[Saved entries]
----------

PR #2340, opened 2022-04-25
Add headers in response content

Shiranuit:
## What does this PR do ?

Adds the headers directly into the content of the response this way protocols like websocket can also read the headers.
Some headers like `set-cookie` are removed from the response to let the browser deciding if the cookie should be readable or not by a script, preventing leakage of cookie if the request is not from the same domain.

`npm run test`

### Other changes

Instead of selecting headers individually during the websocket upgrade to add them each time into the headers of the request, the list of headers is now retrieved entirely and added to the request.
So we are not limited to `origin` and `cookie` anymore.


Aschen (commented):
So if I understand well, standard HTTP headers such as `content-type` or `content-length` will also be added into the WebSocket / MQTT / ... response payload.

I'm not sure we want to add useless overhead from the HTTP protocol into other protocols.

Is it difficult to only copy the custom headers added by the user when using `request.response.configure` for example?

Shiranuit:
> So if I understand well, standard HTTP headers such as `content-type` or `content-length` will also be added into the WebSocket / MQTT / ... response payload.
> 
> I'm not sure we want to add useless overhead from the HTTP protocol into other protocols.
> 
> Is it difficult to only copy the custom headers added by the user when using `request.response.configure` for example?

Here is a list of all the standards header we do return actually, this list can be added to the list of restrictedHeaders to not return if you think it will cause a useless overhead.
Or like you said we could only return a list of headers added using `request.response.configure`
```js
{
  'X-Kuzzle-Node': 'knode-depressed-ernst-92256',
  'Accept-Encoding': 'gzip,deflate,identity',
  'Access-Control-Allow-Headers': 'Content-Type, Access-Control-Allow-Headers, Authorization, X-Requested-With, Content-Encoding, Content-Length, X-Kuzzle-Volatile',
  'Access-Control-Allow-Methods': 'GET,POST,PUT,PATCH,DELETE,OPTIONS,HEAD',
  'content-type': 'application/json',
  'Access-Control-Allow-Credentials': 'true',
 }
```

Aschen:
I think it's better to return only those added by the user than restrict our default ones because the user may want to return a different `Access-Control-Allow-Methods` for example

Aschen (changes requested):
Can we have at least a functional test that ensure:
 - set-cookie is not leaked
 - default headers are not added to the response

Shiranuit:
@Aschen 
As requested functional tests have been added to ensure:
- set-cookie is not leaked
- default headers are not added to the response

Aschen (approved):

Issue #2297, opened 2022-03-27
admin:resetDatabase action should also reset the mappings loading lock


Aschen:
## Expected Behavior

The `admin:resetDatabase` action should also reset the lock that is preventing to load default mappings on each node when Kuzzle is starting.

See https://github.com/kuzzleio/kuzzle/blob/master/lib/kuzzle/kuzzle.ts#L441

ChillPC:
Can you give a more detailed description?

Aschen:
Actually we talked about this issue before (ping @clementbolin )

Instead of removing the lock, the lock has to be an hash of the mappings that has been charged by Kuzzle so if a new version of the mappings is available at startup, the lock became obsolete

PR #2341, opened 2022-04-25
Remove import mappings lock on `admin:resetDatabase` action

ChillPC:
#2297

# How do you test it

1. Create new app
2. In `app.ts`:
  ```js
  import { Backend } from './kuzzle';

  const app = new Backend('issue-2341');

  app.import.mappings({
    foo: {
      bar: {
        mappings: {
          properties: {
            first_mapping: { type: 'keyword'}
          }
        }
      }
    }
  });
  ```
3. Execute: `kourou admin:resetDatabase`
4. Replace in `app.ts`: `first_mapping` by `second_mapping`
5. Check mappings, `second_mapping` will be there and not `first_mapping`


lib/kuzzle/kuzzle.ts
```diff
@@ -570,15 +572,14 @@ class Kuzzle extends KuzzleEventEmitter {
   private async _waitForImportToFinish () {
     const importTypes = Object.keys(this.importTypes);
 
-    while (importTypes.length) {
+    importTypes.forEach(async importType => {
```
Aschen, line 575: We try to avoid `forEach` loop because they are not respecting the synchronicity of the `await` keyword

lib/kuzzle/kuzzle.ts
```diff
@@ -606,8 +607,32 @@ class Kuzzle extends KuzzleEventEmitter {
 
     try {
       for (const [type, importMethod] of Object.entries(this.importTypes)) {
+        const importPayload = {};
+
+        switch (type) {
+          case 'fixtures':
+            _.set(importPayload, ['toSupport', 'fixtures'], toSupport.fixtures);
```
Aschen, line 614: You should use the dot notation to access object elements
```suggestion
            _.set(importPayload, 'toSupport.fixtures', toSupport.fixtures);
```

lib/kuzzle/kuzzle.ts
```diff
@@ -606,8 +607,32 @@ class Kuzzle extends KuzzleEventEmitter {
...
+            break;
+          case 'permissions':
+            _.set(importPayload, ['toSupport', 'securities'], toSupport.fixtures);
+            _.set(importPayload, ['toImport', 'profiles'], toImport.profiles);
+            _.set(importPayload, ['toImport', 'roles'], toImport.roles);
+            _.set(importPayload, ['toImport', 'users'], toImport.users);
+            break;
+        }
+
+        const importPayloadHash = sha256(JSON.stringify(importPayload));
```
Aschen, line 628: You should use `stable-json-stringify` here to ensure the key order will be the same (even if with Node.js there is very little chances to have a key order inconsistency)

lib/kuzzle/kuzzle.ts
```diff
@@ -606,8 +607,32 @@ class Kuzzle extends KuzzleEventEmitter {
...
         const mutex = new Mutex(`backend:import:${type}`, { timeout: 0 });
-        const initialized = await this.ask('core:cache:internal:get', `${BACKEND_IMPORT_KEY}:${type}`) === '1';
+
+        const existingHash = await this.ask(
+          'core:cache:internal:get',
+          `${BACKEND_IMPORT_KEY}:${type}`);
+
+        const initialized = existingHash && existingHash === importPayloadHash;
```
Aschen, line 635: Can be simply
```suggestion
        const initialized = existingHash === importPayloadHash;
```

Aschen (changes requested):

Aschen (changes requested):
Missing unit tests for this PR

test/kuzzle/kuzzle.test.js
```diff
@@ -386,6 +396,21 @@ describe('/lib/kuzzle/kuzzle.js', () => {
...
+
+      should(kuzzle.ask).be.calledWith(
+        'core:cache:internal:get',
+        'backend:init:import:permissions');
+
+      should(kuzzle.ask).be.calledWith(
+        'core:cache:internal:get',
+        'backend:init:import:fixtures');
+
+      should(kuzzle.ask).be.calledWithMatch(
```
Aschen, line 411: Same comment, the ask function should have been called with 3 args

Aschen (approved):

OlivierCavadenti (approved):

Shiranuit (approved):

PR #2342, opened 2022-04-26
Standardize arrays and objects in querystring

Shiranuit:
## What does this PR do ?

`request.getArray` and `request.getObject` are now able to retrieve array and object from the query parameters.
Example of process for `request.getArray`:
- The retrieved value is an array -> returns it directly
- The retrieved value is a string:
  - If the request is an HTTP Request -> JSON Parse the string:
    - If the parsed result is an array returns it directly
    - If not throw an invalid_type error
  - If not throw an invalid_type error
-  The retrieved value is something else -> throw an invalid_type error

The same process applies for `getObject`

Documentation on this behaviour has been added

There was some controller or pipe process that where splitting strings on `,` to obtain arrays, a new method has been added to the request object named `getArrayLegacy`, this method exist to ensure retrocompatibility, the method is deprecated and should not be used.

`getArrayLegacy` behaves pretty much like `getArray` but instead of throwing if the string cannot be parsed as a JSON Array
the string is simply splitted each time a `,` is encountered, to keep retrocompatibility.

`getArrayLegacy` process:
- The retrieved value is an array -> returns it directly
- The retrieved value is a string:
  - If the request is an HTTP Request -> JSON Parse the string:
    - If the parsed result is an array returns it directly
    - If not returns the string splitted on `,`
  - If not returns the string splitted on `,`
-  The retrieved value is something else -> throw an invalid_type error

Tests have been added to cover this new cases

`npm run test`

### Other changes

There was an undetected bug where calling `getBodyBoolean` in an HTTP Request was not returning the value of the field in the body but was returning `true` or `false` if the field was present or not.
This is now fixed.


alexandrebouthinon (commented):
I'm quite a fan of this addition but for the sake of backwards compatibility, I would tend to do the opposite:
- Keep the old behavior for `getObject` and `getArray`.
- Create two new functions with the new behavior

lib/api/request/kuzzleRequest.ts
```diff
@@ -589,12 +592,63 @@ export class KuzzleRequest {
...
+      throw assertionError.get('missing_argument', name);
+    }
+
+    if (Array.isArray(value)) {
+      return value;
+    }
+
+    // If we are using the HTTP protocol and we have a string instead of an Array
+    // we try to parse it as JSON
+    if (typeof value === 'string') {
```
Aschen, line 627: You could throw here and avoid indenting this whole code

lib/api/request/kuzzleRequest.ts
```diff
@@ -993,6 +1054,23 @@ export class KuzzleRequest {
     }
 
     if (! Array.isArray(value)) {
+      // If we are using the HTTP protocol and we have a string instead of an Array
+      // we try to parse it as JSON
+      if (this.context.connection.protocol === 'http'
```
Aschen, line 1059:
```suggestion
      if ( this.context.connection.protocol === 'http'
```

lib/api/request/kuzzleRequest.ts
```diff
@@ -1020,6 +1100,23 @@ export class KuzzleRequest {
     }
 
     if (! isPlainObject(value)) {
+      // If we are using the HTTP protocol and we have a string instead of an Array
+      // we try to parse it as JSON
+      if (this.context.connection.protocol === 'http'
```
Aschen, line 1105:
```suggestion
      if ( this.context.connection.protocol === 'http'
```

Aschen (approved):

Shiranuit:
> I'm quite a fan of this addition but for the sake of backwards compatibility, I would tend to do the opposite:
> 
>     * Keep the old behavior for `getObject` and `getArray`.
> 
>     * Create two new functions with the new behavior

I'm not sure to understand why would you do that ?
I mean `getArray` and `getObject` are the same has before they just have a another way of retrieving an array or object from a string.
deprecating those  functions to add two new functions that do basicaly the same things with something more would mean replacing every getArray or getObject in the code of Kuzzle and everywhere it's used in the client code just to support something new that doesn't cause a breaking change

Issue #2348, opened 2022-04-28
Check type for `index`, `collection` and `_id` params


Aschen:
## Description

We should ensure those param are string, otherwise we might have other errors like this one

```
kourou sdk:execute 'return sdk.document.search(42, 42, {})'

Caught an unexpected plugin error: str.includes is not a function
This is probably not a Kuzzle error, but a problem with a plugin implementation.
      at /var/app/node_modules/kuzzle/lib/api/controllers/documentController.js:918:42
      at Array.some (<anonymous>)
      at hasMultiTargets (/var/app/node_modules/kuzzle/lib/api/controllers/documentController.js:918:26)
      at DocumentController.search (/var/app/node_modules/kuzzle/lib/api/controllers/documentController.js:86:11)
      at doAction (/var/app/node_modules/kuzzle/lib/api/funnel.js:940:47)
      at Funnel.processRequest (/var/app/node_modules/kuzzle/lib/api/funnel.js:560:34)
```

PR #2349, opened 2022-05-02
Ensure usage of string for index and collection for `document:search` action 

ChillPC:
#2348

```
kourou sdk:execute 'return sdk.document.search(42, 42, {})'
```

Will not throw an error.


lib/api/request/kuzzleRequest.ts
```diff
@@ -710,27 +710,33 @@ export class KuzzleRequest {
   /**
    * Returns the index specified in the request
    */
-  getIndex (): string {
+  getIndex (throwOnMissing = true): string {
```
Aschen, line 713: Naming proposal, also it's better to use object named properties for readability but also to be future proof 
```suggestion
  getIndex ({ required = true } = {}): string {
```

Aschen (changes requested):

lib/api/request/kuzzleRequest.ts
```diff
@@ -710,27 +710,33 @@ export class KuzzleRequest {
   /**
    * Returns the index specified in the request
    */
-  getIndex (): string {
+  getIndex ({ required = true } = {}): string {
```
OlivierCavadenti, line 713: required not used

lib/api/request/kuzzleRequest.ts
```diff
@@ -805,7 +811,7 @@ export class KuzzleRequest {
       throw assertionError.get('invalid_type', '_id', 'string');
     }
 
-    return id;
+    return String(id);
```
OlivierCavadenti, line 814: getIndex and getCollection are nearly identical, cant mutualize ?

lib/api/controllers/documentController.js
```diff
@@ -69,8 +69,8 @@ class DocumentController extends NativeController {
    */
   async search (request) {
     const { from, size, scrollTTL, searchBody } = request.getSearchParams();
-    const index = request.input.args.index;
-    const collection = request.input.args.collection;
+    const index = request.getIndex(false);
+    const collection = request.getCollection(false);
```
OlivierCavadenti, line 73: not quite high with boolean in function that change the behavior... When this is the case, it's show that you need another function in reality.
Maybe do another function (getRequiredIndex) ?

ChillPC: With a default struct with the field `required`, it would achieve the same goal in a clean way I think

OlivierCavadenti (approved):

Aschen (approved):
After this comment, LGTM

Shiranuit (approved):

PR #2354, opened 2022-05-09
Split jobs doc

clementbolin:
## What does this PR do ?

Splitting of CI jobs into a new file.

**Why ?**
During a PR of a 2-dev branch we have seen this because the doc deployment jobs are skipped automatically because of this lines:
`if: github.event_name != 'pull_request'`
It also allows to have a more readable CI by not having all our jobs in the same file.


.github/workflows/workflow-doc.yaml
```diff
@@ -0,0 +1,99 @@
+name: Workflow Doc
```
alexandrebouthinon, line 1: This workflow also deploy packages and Docker image maybe you could find a better name

clementbolin: Maybe something like: `Workflow deploy` or `Workflow deploy npm / docker / doc` I prefer the first option

alexandrebouthinon: I personally like "workflow deploy" or "Deployments"

Aschen (approved):
👍

PR #2366, opened 2022-07-07
Adding parameters to OpenAPI requests

CustomEntity:
## What does this PR do ?

Add "All" scope for OpenApi requests
Add unit tests for this scope

  - Step 1 : Start Kuzzle instance
  - Step 2 : Send a GET request on https://{baseUrl}:{port}/_openapi?scope=all

### Other changes

See Commit: [#8a7f0c6](https://github.com/kuzzleio/kuzzle/commit/8a7f0c691e48719c17cecd53b594782bb402090d)

### TODO

@MaximCosta is working on "exclude" parameter to exclude tags

### DIFF
--- a/lib/api/controllers/serverController.js
+++ b/lib/api/controllers/serverController.js
@@ -299,8 +299,11 @@ class ServerController extends NativeController {
   async openapi (request) {
     const format = request.getString('format', 'json');
     const scope = request.getString('scope', 'all');
+    const exclude = request.getString('exclude', '').split(',').map(e => e.trim()).filter(e => e);
+    const only = request.getString('only', '').split(',').map(e => e.trim()).filter(e => e);
 
     let definition;
+
 
     if (scope === 'kuzzle') {
       definition = await global.kuzzle.ask('core:api:openapi:kuzzle');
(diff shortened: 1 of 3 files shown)


lib/api/controllers/serverController.js
```diff
@@ -299,9 +299,12 @@ class ServerController extends NativeController {
   async openapi (request) {
     const format = request.getString('format', 'json');
     const scope = request.getString('scope', 'all');
+    const exclude = request.getString('exclude', '').split(',').map(e => e.trim()).filter(e => e);
```
Aschen, line 302: You should use [request.getArray](https://docs.kuzzle.io/core/2/framework/classes/kuzzle-request/get-array/) instead

lib/api/controllers/serverController.js
```diff
@@ -299,9 +299,12 @@ class ServerController extends NativeController {
...
+    const only = request.getString('only', '').split(',').map(e => e.trim()).filter(e => e);
```
Aschen, line 303: You should use [request.getArray](https://docs.kuzzle.io/core/2/framework/classes/kuzzle-request/get-array/) instead

lib/api/controllers/serverController.js
```diff
@@ -315,6 +318,34 @@ class ServerController extends NativeController {
       throw kerror.get('api', 'assert', 'unexpected_argument', scope, ['kuzzle', 'app', 'all']);
     }
 
+    if (exclude.length) {
+      definition.tags = definition.tags.filter(tag => ! exclude.includes(tag.name));
+      Object.entries(definition.paths).forEach(([path, pathDefinition]) => {
```
Aschen, line 323: You should use `for ... of ` loop instead of `Array.forEach`.
`Array.forEach` does not comply with `await` keyword and can leads to unwanted behavior so we stick to the ` for ... of ` loop only

lib/api/controllers/serverController.js
```diff
@@ -315,6 +318,34 @@ class ServerController extends NativeController {
...
+        Object.entries(pathDefinition).forEach(([method, methodDefinition]) => {
+          if (methodDefinition.tags.some(tag => exclude.includes(tag))) {
+            delete pathDefinition[method];
```
Aschen, line 326: Avoid the `delete` keyword because it causes change in the object hidden class tree 

(you can read about [hidden classes(https://www.freecodecamp.org/news/javascript-essentials-why-you-should-know-how-the-engine-works-c2cc0d321553/) and [inline cache](https://mrale.ph/blog/2015/01/11/whats-up-with-monomorphism.html))

Aschen (changes requested):
I don't think it's really useful to filter the output of the OpenAPI response since it will be used in some kind of external tool like Swagger UI (which allows to collapse certain tags) or code generator.

The code added to the codebase does not bring enough value to me to justify it's existence and maintenance.

PR #2367, opened 2022-07-08
Fixed getArray function not working with only one element

CustomEntity:
## What does this PR do ?

Fixes an error that is thrown when a single parameter is input and an array is requested.
This will allow to avoid having to fill at least 2 elements.

  - Step 1 : Start Kuzzle instance
  - Step 2 : Send a request with one array parameter. 
 
Example: 

    https://{baseUrl}:{port}/_openapi?{arrayparameter}=one //NOT WORKING
    https://{baseUrl}:{port}/_openapi?{arrayparameter}=one&{arrayparameter}=two //WORKING

### DIFF
--- a/lib/api/request/kuzzleRequest.ts
+++ b/lib/api/request/kuzzleRequest.ts
@@ -1063,7 +1063,8 @@ export class KuzzleRequest {
           }
         }
         catch (e) {
-          // Do nothing, let the error be thrown below
+          // Handle when only one parameter is provided
+          return [value];
         }
       }
       throw assertionError.get('invalid_type', errorName, 'array');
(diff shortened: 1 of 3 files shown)


lib/api/request/kuzzleRequest.ts
```diff
@@ -1063,7 +1063,8 @@ export class KuzzleRequest {
           }
         }
         catch (e) {
-          // Do nothing, let the error be thrown below
+          // Handle when only one parameter is provided
```
Aschen, line 1066:
```suggestion
          // Handle when only one element is provided
```

Aschen (changes requested):

Aschen:
Closed due to inactivity

PR #2370, opened 2022-07-12
Add eslint-plugin-kuzzle

Aschen:
## What does this PR do ?

Add and use our common eslint plugin


Aschen:
https://github.com/kuzzleio/kuzzle/pull/2371

PR #2462, opened 2023-05-16
Mandatory query param in deleteByQuery

OlivierCavadenti:
Actually if you call deleteByQuery without query param, you can delete all documents because default query value is set to "{}" which is equals to "match_all" predicate.

Remove default value for query to avoid that.

### DIFF
--- a/lib/api/controllers/documentController.js
+++ b/lib/api/controllers/documentController.js
@@ -765,7 +765,7 @@ class DocumentController extends NativeController {
    * @returns {Promise<Object>}
    */
   async deleteByQuery(request) {
-    let query = request.getBodyObject("query", {});
+    let query = request.getBodyObject("query");
     const silent = request.getBoolean("silent");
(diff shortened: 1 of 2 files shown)


rolljee:
It's a tricky one, if we had this, since it is a breaking change, we must update to kuzzle v3 😕

Shiranuit (changes requested):
Like it has been said by @rolljee we cannot do that, even though I do want to because it adds safety.
Doing it would mean upgrading Kuzzle to V3 which is far from what is planned right now.

I think we should think of a way to add this behind a flag that enable some more strict  behaviour for safety
we might need to do a workshop to address those kind of issue in the future

OlivierCavadenti:
> I think we should think of a way to add this behind a flag that enable some more strict behaviour for safety
> we might need to do a workshop to address those kind of issue in the future

By the way, I see that we already have a mention of that in the documentation:

image

PR #2476, opened 2023-09-12
Update/uwebsocket

rolljee:
## What does this PR do ?

* This PR update uwebsocket version
* Remove nodeJS 14 from the matrix of tests
* <s>Activate dead-links job that was removed</s>

  - Step 1 :
  - Step 2 :
  - Step 3 :

### DIFF
--- a/.github/workflows/workflow.yaml
+++ b/.github/workflows/workflow.yaml
@@ -15,7 +15,7 @@ env:
 jobs:
   prepare-matrix:
     name: Forge Node LTS Matrix
-    runs-on: ubuntu-20.04
+    runs-on: ubuntu-latest
     steps:
       - id: set-matrix
         run: |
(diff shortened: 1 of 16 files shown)


tdislay (approved):

.github/workflows/workflow.yaml
```diff
@@ -8,9 +8,8 @@ on:
   pull_request: # This syntax stand for all PRs events
 
 env:
-  NODE_LTS_MAINTENANCE_VERSION: "14"
```
fmauNeko, line 11: According to the Node.js version nomenclature, we should keep MAINTENANCE and have MAINTENANCE = 16, ACTIVE = 18 and CURRENT = 20, and once Node.js 21 is released (which means 20 becomes Active LTS and 18 Maintenance LTS), we should have MAINTENANCE = 18, ACTIVE = 20, CURRENT = 21

fmauNeko (approved):

.github/workflows/workflow.yaml
rolljee: I'll modify that 👍🏼

alexandrebouthinon (approved):

PR #2490, opened 2023-10-23
Fix incorrect HTTP Content-Type headers being accepted

fmauNeko:
## What does this PR do ?

This fixes successful matches of `Content-Type` headers with extraneous content.
Previously, `Content-Type: canardapplication/jsonziufhzihuchevalzef izufh` would be considered valid because it contains `application/json`.

  - Step 1 : Send any request with a `Content-Type` header containing a valid Content-Type surrounded by random characters.
  - Step 2 : Verify that it is now refused.

### DIFF
--- a/test/core/network/protocols/http.test.js
+++ b/test/core/network/protocols/http.test.js
@@ -359,7 +359,7 @@ describe("core/network/protocols/http", () => {
 
     it("should reject requests with supported content types with extraneous characters", () => {
       httpWs.server._httpOnMessage("get", "/", "", {
-        "content-type": "canard application/jsoncheval",
+        "content-type": "serge application/jsoncheval",
       });
 
       should(entryPoint.newConnection).not.called();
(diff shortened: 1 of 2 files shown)


rolljee (approved):
LGTM, but PR miss some label and I believe the title is not appropriate

test/core/network/protocols/http.test.js
```diff
@@ -357,6 +357,20 @@ describe("core/network/protocols/http", () => {
         });
     });
 
+    it("should reject requests with supported content types with extraneous characters", () => {
+      httpWs.server._httpOnMessage("get", "/", "", {
+        "content-type": "canard application/jsoncheval",
```
tdislay, line 362:
```suggestion
        "content-type": "serge application/jsoncheval",
```

tdislay (approved):

Shiranuit (approved):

----------

Return the lines above that include the string "would".

-- ANSWER TO THIS EXERCISE --
I'm quite a fan of this addition but for the sake of backwards compatibility, I would tend to do the opposite:
> I'm quite a fan of this addition but for the sake of backwards compatibility, I would tend to do the opposite:
I'm not sure to understand why would you do that ?
deprecating those  functions to add two new functions that do basicaly the same things with something more would mean replacing every getArray or getObject in the code of Kuzzle and everywhere it's used in the client code just to support something new that doesn't cause a breaking change
ChillPC: With a default struct with the field `required`, it would achieve the same goal in a clean way I think
Doing it would mean upgrading Kuzzle to V3 which is far from what is planned right now.
Previously, `Content-Type: canardapplication/jsonziufhzihuchevalzef izufh` would be considered valid because it contains `application/json`.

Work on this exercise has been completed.